Perplexus

= Perplexus (duo) =

Perplexus are a West London production duo, whose debut track conjures the modern soul of MNEK or John Newman. The two producers operate in the 2-step, electronic, mainstream-crossover field. James Walsh of DJ Mag wrote, "All that we know of Perplexus, those behind the track, is that they're a production duo buried deep in west London. A little more is known about remixers Penguin & Goose, who Perplexus have entrusted this deep house mix to."

Perplexus's debut hit "Put You On" premiered on The Line of Best Fit and was picked up and played by DJ EZ on his Kiss FM show. Further support from MTV, Indie Shuffle, Alftitude, Death By Electro, Flavour, Rio Ferdinand's No. 5 Mag has followed online. While support from further DJ's has arisen with Majestic at Kiss Fm and Ras Kwame at Capital Xtra.
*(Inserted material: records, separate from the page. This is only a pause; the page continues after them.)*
PR #131, opened 2020-09-13
rename with arbitrary number of pairs

### LINKED ISSUE #129: add `rename(nda, :oldname=>:newname)`
It would be handy to be able to do renaming via giving the old and new name.
this would work like `Base.replace(::AbstractString, old=>new)`

Right now the only way to rename is to give a full list of what the new names should be

mzgubic:
Closes #129

### DIFF
--- a/src/name_core.jl
+++ b/src/name_core.jl
@@ -128,6 +128,26 @@ function permute_dimnames(dimnames::NTuple{N, Symbol}, perm) where N
 end
 
 """
+    _rename(names::Tuple{Vararg{Symbol}}, old_new::Vararg{Pair{Symbol, Symbol}})
+    _rename(name::Symbol, old_new::Vararg{Pair{Symbol, Symbol}})
+
+For each pair `old=>new`, replace all occurences of `old` in tuple `namea` with `new`.
+If `name` is a Symbol, replace it with `new` of the pair with matching `old`, or
+return `name` if no pairs match.
+"""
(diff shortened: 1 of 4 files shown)


src/name_core.jl
```diff
@@ -127,6 +127,26 @@ function permute_dimnames(dimnames::NTuple{N, Symbol}, perm) where N
...
+"""
+function _rename(dimnames::Tuple, old_new::Vararg{Pair})
+    return ntuple(i -> _rename(dimnames[i], old_new...), length(dimnames))
+end
+
+function _rename(dimname::Symbol, old_new::Vararg{Pair})
+    # Avoid looping over pairs explicitly because that allocates.
+    nt = ntuple(i -> dimname === first(old_new[i]) ? i : 0, length(old_new))
+    which = sum(nt)
+    which > length(old_new) && throw(ArgumentError("`old_new` needs unique `old` items"))
```
oxinabox, line 146: Can this error message be made clearer?
Maybe `duplicate old names are not permitted in rename` or something?>

oxinabox:
CI is failing

mzgubic:
> CI is failing

Yes, see: #128 and #112

src/name_core.jl
mzgubic: thanks, that's much better

mzgubic:
@oxinabox CI passes now thanks for the `test_modern` macro

oxinabox:
Tests on AV  fail because they are testing 1.1 which we don't actuall care about. 
See #133

oxinabox (approved):
Merge and tag when ready

PR #133, opened 2020-09-15
Only test LTS and stable

oxinabox:
Tests are actually failing on 1.1 right now, we only really are interested in supporting  testing LTS and Stable.
The failures are pretty meaningless


oxinabox:
Possibly we should just stop testing with AppVeyor.

mzgubic (approved):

BBC Radio 1Xtra's DJ Cameo played it weekly, rising to Number 3 in his UKG Chart and Target who has been spinning it on his homegrown show on the station. The Deep House remix of the track was provided by New York-based Penguin & Goose and surfaced on 19 May, getting featured in DJ Mag. "Put You On" was released on 6 July 2014 via Sonus Music.